Fig. 116. Pulley Bearings.
The horseshoe magnet is mounted with its north pole pointing towards and nearly touching the middle of the outside of the secondary. The south pole is placed opposite the end of the primary tube which is on the side towards which the band is revolving, that is, the band in revolving passes first over the north pole and then over the south. Two magnets are sometimes used with their north poles together in the center of the secondary, and a south pole opposite each end of the primary tube.
Fig. 117. Circuit of Magnetic Detector.
The commercial instrument is placed in a glass covered case which protects it from dust and injury. The clockwork motor is concealed in the lower part of the case. This is a good plan but an experimental detector may be merely mounted on a flat wooden base as illustrated in Fig. 112.

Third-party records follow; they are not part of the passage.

PR #4526, opened 2021-11-10
PS-7958: Fix crash during fulltext search index with special character

oleksandr-kachan:
https://jira.percona.com/browse/PS-7958

Server crashes during fulltext search in case there is a null character
symbol in the middle of a search string. The issue reproducible for
NGRAM and MECAB parsers.
Updated ngram_parse() and mecab_parse() method to skip control characters
while parsing a string.


oleksandr-kachan:
https://ps80.cd.percona.com/job/percona-server-8.0-param/1104/

satya-bodapati (approved):

PR #4531, opened 2021-11-11
PS-7968: Implement BiDi scan for PS via Azure pipelines

oleksandr-kachan:
https://jira.percona.com/browse/PS-7968


inikep (approved):
LGTM

PR #4532, opened 2021-11-11
PS-7968: Implement BiDi scan for PS via Azure pipelines

oleksandr-kachan:
https://jira.percona.com/browse/PS-7968

### DIFF
--- a/azure-pipelines.yml
+++ b/azure-pipelines.yml
@@ -1,0 +1,459 @@
+jobs:
+- job:
+  timeoutInMinutes: 240
+  pool:
+    vmImage: $(imageName)
+
+  variables:
+    UBUNTU_CODE_NAME: bionic
+    BOOST_VERSION: boost_1_59_0
+    BOOST_DIR: $(Pipeline.Workspace)/boost
+    USE_CCACHE: 1
+    CCACHE_DIR: $(Pipeline.Workspace)/ccache
+    CCACHE_COMPRESS: 1
+    CCACHE_COMPRESSLEVEL: 9
+    CCACHE_CPP2: 1
+    CCACHE_MAXSIZE: 2G
+    OS_NAME: $(Agent.OS)
+
+  strategy:
+    matrix:
+      macOS 10.14 Release:
+        imageName: 'macOS-10.14'
+        Compiler: clang
+        BuildType: RelWithDebInfo
+
+      ${{ if ne(variables['Build.Reason'], 'IndividualCI') }}:
+        macOS 10.14 Debug:
+          imageName: 'macOS-10.14'
+          Compiler: clang
+          BuildType: Debug
+
+      # clang-5 and newer compilers
+      Ubuntu Bionic clang-13 Release:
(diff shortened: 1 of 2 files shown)


azure-pipelines.yml
```diff
@@ -1,4 +1,16 @@
...
+  pool:
+    vmImage: 'ubuntu-18.04'
+
+  steps:
+  - checkout: self
+    fetchDepth: 32
+
+  - script: |
+      git fetch origin 5.7
+      python $(Build.SourcesDirectory)/scripts/find_unicode_control.py -p bidi -v $(git diff --name-only --relative --diff-filter AMR origin/5.7 -- . | tr '\n' ' ')
```
inikep: 8.0 instead of 5.7

inikep: It checks also e.g. `.test` and `.result` files. You may limit checking to some types of files e.g.: 
```git diff --name-only origin/5.7 *.c *.cc *.cpp *.h *.hpp *.i *.ic *.ih```

Comment (oleksandr-kachan) [reply azure-pipelines.yml]: Done

Comment (oleksandr-kachan) [reply azure-pipelines.yml]: @inikep, maybe better to exclude ones which we are sure we don't want to check (like .test and .result)?

File: azure-pipelines.yml [hunk 2]
```diff
@@ -1,4 +1,16 @@
...
+- job: BiDiScan
+  pool:
+    vmImage: 'ubuntu-18.04'
+
+  steps:
+  - checkout: self
+    fetchDepth: 32
+
+  - script: |
+      git fetch origin 8.0
```
inikep, line 11: Did you try without `fetchDepth: 32` ?
`git fetch origin 8.0` may be not required and Azure might be faster. I'm not sure but it's worth checking.

azure-pipelines.yml
inikep: Sure, it will be better. For now you can keep all files and improve it later.

azure-pipelines.yml
oleksandr-kachan: This 'fetchDepth: 32' came  from existing config. Do you think we could remove it there as well?

inikep: It's tricky. 'fetchDepth: 32' asks `git` to download only 32 last commits from a repo history. It makes less data to be downloaded for client. From the other side, it requires a git server to prepare and compress a repo history just for your call so it makes a git server slower. We use 'fetchDepth: 32' mainly because it takes less disk space on Azure VM.

inikep: For BiDi you can experiment what is faster (because we have a lot of free disk space) but I don't expect a huge difference.

inikep (approved):
LGTM

azure-pipelines.yml
oleksandr-kachan: @inikep, without fetchDepth and 'git fetch' the job runs for about 90s longer.

inikep: Thanks for checking

PR #4542, opened 2021-11-30
PS-7929 : Wrong row lock number in SEIS

satya-bodapati:
https://jira.percona.com/browse/PS-7929

Problem:
--------

The number of row locks in "SHOW ENGINE INNODB STATUS" OUTPUT is wrong.
When the trx inserts many duplicate records, the number of row locks
in, "SHOW ENGINE INNODB STATUS" output is wrong.

InnoDB maintains this locks as a counter in trx->lock.n_rec_locks. They are
incremented on lock acquisition and decremented on lock release.

In case of duplicate records, some lock acquisitions increment the counter
for the lock which is already acquired/set

Fix
---
Set the lock bit only if it is not already set/acquired.

### DIFF
--- a/storage/innobase/lock/lock0lock.cc
+++ b/storage/innobase/lock/lock0lock.cc
@@ -1842,7 +1842,9 @@ lock_rec_add_to_queue(
 
 		if (lock != NULL) {
 
-			lock_rec_set_nth_bit(lock, heap_no);
+			if (!lock_rec_get_nth_bit(lock, heap_no)) {
+				lock_rec_set_nth_bit(lock, heap_no);
+			}
 
 			return;
 		}


storage/innobase/lock/lock0lock.cc
```diff
@@ -1842,7 +1842,9 @@ lock_rec_add_to_queue(
 
 		if (lock != NULL) {
 
-			lock_rec_set_nth_bit(lock, heap_no);
+			if (!lock_rec_get_nth_bit(lock, heap_no)) {
```
rahulmalik87, line 1845: Do we need to same with lock_rec_reset_nth_bit   i.e reset only if it is set?

satya-bodapati: we already do. if bit !=0, it means it is set, only then we decrement.

rahulmalik87 (approved):
LGTM

PR #4544, opened 2021-12-01
PS-7988: Improve BiDiScan Azure job to properly handle empty commits (5.7)

oleksandr-kachan:
https://jira.percona.com/browse/PS-7988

The secondary terminals are connected directly to the telephone receivers while the primary leads to the aerial and the ground. When the detector is started up it should make a very slight hissing sound in the telephone receivers as the band passes slowly through the coils. This shows the instrument to be in good working order and ready for the reception of signals.
The Audion.—Dr. Lee DeForest was led by the flickering of a sensitive gas flame to investigate whether or not it would respond to Hertzian vibrations as well as to those of heat and sound. His experiments led to the invention of the audion, a peculiar instrument making use of ionized gas for its operation.
The audion consists of an incandescent lamp having a metallic filament, on either side of which are a grid and a plate made of nickel. When the filament is lighted it throws off ions which act as a relay to high frequency oscillations passing between the plate and the grid. A properly constructed audion is exceedingly sensitive and produces very loud tones in the telephone receivers. It has the further advantages of entire absence of adjustment except the governing of the battery voltage, and is capable of extremely fine tuning.
Fig. 118. Fleming Oscillation Valve.